Trans-Writing: Code-Switching #AuthorToolboxBlogHop

A photoshopped image of a wooden toolbox which has a notepad, five books, an iphone, a mac keyboard, and three black pens inside of it. On the front of the toolbox is written "#AuthorToolboxBlogHop"

Read anything about character development, and there’s a good chance that you’ll hear the advice “find your character’s voice.” It’s good advice–many well-written characters have a way of talking that is distinct from the other characters and makes them memorable, from Lemony Snicket’s over-explanation to Hodor’s Hodoring. There’s only one problem: Humans in real life don’t have one singular “voice” for every situation. We speak one way to our friends, another way to our family, another way to our teachers, another way to strangers, and more. It’s not that we’re lying or being inauthentic; it’s just that our relationships with different people are inherently different. This phenomenon is called “code-switching,” and it is something trans people often implement as a form of gender expression or gender performance.

The concept of code-switching comes from linguistics, particularly regarding when multilingual people switch between languages even in the middle of a sentence in order to get a certain point across.
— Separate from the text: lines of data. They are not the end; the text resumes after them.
Issue #587, opened 2024-03-07
Allow execution of the jboss-eap-installation-manager.sh from inside of the `bin/` directory


TomasHofman:
```
$ ./jboss-eap-installation-manager.sh update list
ERROR: Path `/home/thofman/prospero/eap-8/bin/.` does not contain a server installation provisioned by the jboss-eap-installation-manager.
  Maybe you forgot to specify path to the installation (--dir)?
  Server installation needs to contain a `.galleon` folder and an `.installation/installer-channels.yaml` file.
```

It would be nice to be able to execute prospero directly from the `bin/` directory, because that's what I'm used to do :).

Maybe looking recursively into parent directories for the `.installation/` directory? Or just looking into the immediate parent dir if `.installation/` is not in the current dir?

spyrkob:
@TomasHofman I understand this applies when using prospero embedded inside Wildfly server right? If that's the case maybe we can change the script in the `wildfly-prospero-galleon-pack` itself to set the --dir to JBOSS_HOME?

TomasHofman:
@spyrkob I think that could work, if user is still able to override `--dir` by specifying it in his invocation...

spyrkob:
yeah that should be possible, if the argument is present the script wouldn't change it

spyrkob:
Looking at this again, the `prospero.sh|bat|ps1` script is shared between standalone and wildfly FPs, so I think it's better to make this change in `AbstractCommand#determineInstallationDirectory`.
I believe we can recursively check all parents until we find first folder with `.galleon`/.`.installation` subfolders, then validate it as currently.

parsharma:
I would like to work on this issue. Thanks

PR #637, opened 2024-04-16
587 Allow execution of the jboss-eap-installation-manager.sh from inside of the bin/ directory

parsharma:
Issue: https://github.com/wildfly-extras/prospero/issues/587

### DIFF
--- a/prospero-cli/src/main/java/org/wildfly/prospero/cli/commands/AbstractCommand.java
+++ b/prospero-cli/src/main/java/org/wildfly/prospero/cli/commands/AbstractCommand.java
@@ -68,13 +68,22 @@ public abstract class AbstractCommand implements Callable<Integer> {
     protected static Path determineInstallationDirectory(Optional<Path> directoryOption) throws ArgumentParsingException {
         Path installationDirectory = directoryOption.orElse(currentDir()).toAbsolutePath();
 
-        // Iterate through parent directories until a valid installation directory is found
-        while (!verifyDirectoryContainsInstallation(installationDirectory)) {
-            installationDirectory = installationDirectory.getParent();
-            if (installationDirectory == null) {
-                throw CliMessages.MESSAGES.invalidInstallationDirMaybeUseDirOption(installationDirectory);
+        // Check if the directory option was provided
+        if (directoryOption.isPresent()) {
+            // If --dir is present, verify the provided directory
+            if (!verifyDirectoryContainsInstallation(installationDirectory)) {
+                throw CliMessages.MESSAGES.invalidInstallationDir(installationDirectory);
+            }
+        } else {
+            // If --dir is not present, iterate through parent directories until a valid installation directory is found
+            while (!verifyDirectoryContainsInstallation(installationDirectory)) {
+                installationDirectory = installationDirectory.getParent();
+                if (installationDirectory == null) {
+                    throw CliMessages.MESSAGES.invalidInstallationDirMaybeUseDirOption(currentDir().toAbsolutePath());
+                }
             }
         }
+
         return installationDirectory;
     }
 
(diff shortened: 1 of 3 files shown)


parsharma:
@spyrkob why we are throwing two exception [here](https://github.com/wildfly-extras/prospero/blob/main/prospero-cli/src/main/java/org/wildfly/prospero/cli/commands/AbstractCommand.java#L83-L85). It seems same to me. Could you please explain, may be I am missing something?

spyrkob:
The first case is meant to be triggered if the user didn't use `--dir` parameter, the second if they did use it. Admittedly  It should be refactored to be more explicit about it

TomasHofman:
@spyrkob should we test parent directories all the way up, as it is done currently, or should we only test single parent dir? (We would only expect the user to be in $JBOSS_HOME or $JBOSS_HOME/bin/ in the latter case.)

spyrkob:
I think all the way up. IMO it'd be a bit confusing why prospero can detect server when in JBOSS_HOME/modules but not in JBOSS_HOME/modules/base

parsharma:
Here I have updated the code but still one test case is failing. I am trying to figure out why it is failing.

spyrkob:
That actually brings a good point - I think this logic should only apply if user didn't use `--dir` parameter. If they used `--dir` or `--candidate-dir` Prospero should only check the folder that was selected

parsharma:
Sorry, I am not getting. Could you please elaborate?
Thanks

spyrkob:
Currently the user has two ways to execute prospero on a server installed in `${JBOSS_HOME}`: either navigate into `${JBOSS_HOME}` folder and execute prospero command e.g. `prospero update list`; or execute prospero command from any directory and point to the server folder using `--dir` parameter - e.g. `prospero update list --dir ${JBOSS_HOME}`.

The first case should work if the user navigates to any subfolder of the server - e.g. `${JBOSS_HOME}/bin`, `${JBOSS_HOME}/modules/base`, etc.

The later case should only work if the path specified by `--dir` points to the top-level folder of the server - i.e. `${JBOSS_HOME}`. Following would be therefore invalid: `prospero update list --dir ${JBOSS_HOME}/bin`

spyrkob:
@parsharma please add a unit test to verify the new logic

spyrkob (changes requested):
@parsharma please add a unit test to verify the new logic

TomasHofman:
@spyrkob when you get back this is ready for review.

prospero-cli/src/main/java/org/wildfly/prospero/cli/commands/AbstractCommand.java
```diff
@@ -67,24 +66,37 @@ public AbstractCommand(CliConsole console, ActionFactory actionFactory) {
...
-        File channelsFile = path.resolve(ProsperoMetadataUtils.METADATA_DIR)
-                .resolve(ProsperoMetadataUtils.INSTALLER_CHANNELS_FILE_NAME).toFile();
-        if (!dotGalleonDir.isDirectory() || !channelsFile.isFile()) {
-            if (currentDir().equals(path)) {
-                // if the path is the current directory, user may have forgotten to specify the --dir option
-                //   -> suggest to use --dir
-                throw CliMessages.MESSAGES.invalidInstallationDirMaybeUseDirOption(path);
-            } else {
-                throw CliMessages.MESSAGES.invalidInstallationDir(path);
+    static Path determineInstallationDirectory(Optional<Path> directoryOption, Path currentDir) throws ArgumentParsingException {
```
spyrkob, line 72: I think this can be private, testing can happen through the `determineInstallationDirectory` method or am I missing something?

spyrkob (changes requested):

prospero-cli/src/main/java/org/wildfly/prospero/cli/commands/AbstractCommand.java
TomasHofman: *This* is the `determineInstallationDirectory()` method. It now has two variants, one that only takes only `Optional<Path> directoryOption` parameter, and the second that takes `Optional<Path> directoryOption, Path currentDir` parameters.

The second parameter in the latter method is to make testing easier because otherwise it's not very well possible to set working directory inside a java process, that's why it's given as a method parameter.

So we need this latter method to be package private to make it visible for unit test.

spyrkob: Good point I was thinking about it backwards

In recent decades, the framework has been used to explain and defend Black Americans who switch between “standard” English and African American Vernacular English (AAVE) in different contexts. [Check out the film Sorry to Bother You (2018), if you want a more concrete example in the media.] There are biases people have about AAVE which are rooted in America’s long-standing history of racism, so a Black person may have to assimilate by using “standard” English in order to be perceived well by white people. Code-switching is often used as a way of protecting oneself from harm, whether that be microaggressions or physical violence.
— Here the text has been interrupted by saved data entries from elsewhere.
PR #77, opened 2022-06-29
Validate at least single channel is provided, remove references to wildfly fpls

TomasHofman:
Cc @spyrkob

PR #668, opened 2024-05-14
Update the channel add command to accept channel as well as manifest

parsharma:
Fixes: https://github.com/wildfly-extras/prospero/issues/206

How do trans people factor into this? Well, cultural differences have arisen between “masculine” ways of speaking and “feminine” ways of speaking English. Think about the old stereotype of how a gay man speaks, or what a “Valley girl” accent sounds like. Contrast that to the stereotypes of how butch lesbians speak, or how you might imagine a cis guy with a big red truck would sound. We have very specific, culturally-defined ways of speaking, often centering around gender, race, class, location, and more.

For trans people, we often have to “perform” our gender in certain situations, so code-switching is a tool we have on hand to do just that. The easiest way of intentionally code-switching is simply by raising or lowering our voices. When I’m around people who I think aren’t perceiving me as a man, I’ll often lower my voice in order to pass better. On the other hand, when I’m around only trans people, my voice will stay at its normal mid-range. The only time it goes kind of high is when I’m using my “polite voice” on the telephone (which is also fairly gendered if you think about it).

Sometimes, though, we don’t even realize we’re doing it. I’ve caught myself speaking and acting like the stereotypical effeminate gay man around some cis gay men in order to fit in and around certain cis women to fit the mould of the “gay best friend.” It’s an instinctual and culturally-informed act, something that is completely normal.

And yet, code-switching is often associated with being “fake” or a liar. One really good example of this is how media sources sometimes represent code-switching in political officials of color. This is a great article reframing some of Michelle Obama’s comments in her memoir, Becoming, to think about code-switching both concerning herself and for her husband.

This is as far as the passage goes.